> **Assignment**: Lines before the one containing "### LINKED ISSUE" are to be left out; that line and every line after it, through the last line below, are to be reproduced exactly.

-- Stored data follows --

PR #749, opened 2017-06-20
Remove lxd and snapd from default installation

### LINKED ISSUE #703: Purge snapd and lxd from server
It would be nice to strip down on running services that launched by default. Ubuntu 16.04 comes with `snapd` and `lxd` installed and launched on boot. It's safe to remove them to lower the moving bits on server.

-- Stored data concluded --

> **Exercise result**:
### LINKED ISSUE #703: Purge snapd and lxd from server
It would be nice to strip down on running services that launched by default. Ubuntu 16.04 comes with `snapd` and `lxd` installed and launched on boot. It's safe to remove them to lower the moving bits on server.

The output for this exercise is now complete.